## Given information

PR #2648, opened 2017-05-03
Cleaning code in ReadUtils

davidbenjamin:
@SHuang-Broad Would you mind reviewing this?  I admit it's not very entertaining.

### DIFF
--- a/src/main/java/org/broadinstitute/hellbender/utils/read/ReadUtils.java
+++ b/src/main/java/org/broadinstitute/hellbender/utils/read/ReadUtils.java
@@ -18,6 +18,7 @@ import java.io.File;
 import java.io.FileInputStream;
 import java.io.IOException;
 import java.util.*;
+import java.util.stream.Collectors;
 
 /**
  * A miscellaneous collection of utilities for working with reads, headers, etc.
@@ -25,8 +26,7 @@ import java.util.*;
  */
 public final class ReadUtils {
 
-    private ReadUtils() {
-    }
+    private ReadUtils() { }
 
     private static final Logger logger = LogManager.getLogger();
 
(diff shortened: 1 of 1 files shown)


src/main/java/org/broadinstitute/hellbender/utils/read/ReadUtils.java
```diff
@@ -935,17 +872,12 @@ public static GATKRead resetOriginalBaseQualities(final GATKRead read) {
...
         final int referenceIndex = getReferenceIndex(read, header);
-        // Read is aligned to nonexistent contig
-        if( ! read.isUnmapped() && referenceIndex == SAMRecord.NO_ALIGNMENT_REFERENCE_INDEX ) {
-            return false;
-        }
-        final SAMSequenceRecord contigHeader = header.getSequence(referenceIndex);
-        // Read is aligned to a point after the end of the contig
-        return read.isUnmapped() || read.getStart() <= contigHeader.getSequenceLength();
+        return read.isUnmapped() || (referenceIndex != SAMRecord.NO_ALIGNMENT_REFERENCE_INDEX
+                && read.getStart() <= header.getSequence(referenceIndex).getSequenceLength());
```
droazen: Hey @davidbenjamin, this kind of refactoring involving flipping boolean logic everywhere is actually really risky and error-prone in my experience, particular if there aren't comprehensive unit tests for all of these methods. I have a feeling if I spent an hour looking at this branch, I might be able to find a new bug or two. Given that we're trying to stabilize for a release at the moment, and the benefits of doing this refactoring are pretty slight, I recommend we hold off on these kinds of changes for now.

davidbenjamin: @droazen okay, I'll hold off!

SHuang-Broad: @davidbenjamin I'd be happy to review when things are stable.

## Exercise aim
Each line in the entries above that includes the string "hellbender" should be extracted.

## Exercise solution
--- a/src/main/java/org/broadinstitute/hellbender/utils/read/ReadUtils.java
+++ b/src/main/java/org/broadinstitute/hellbender/utils/read/ReadUtils.java
src/main/java/org/broadinstitute/hellbender/utils/read/ReadUtils.java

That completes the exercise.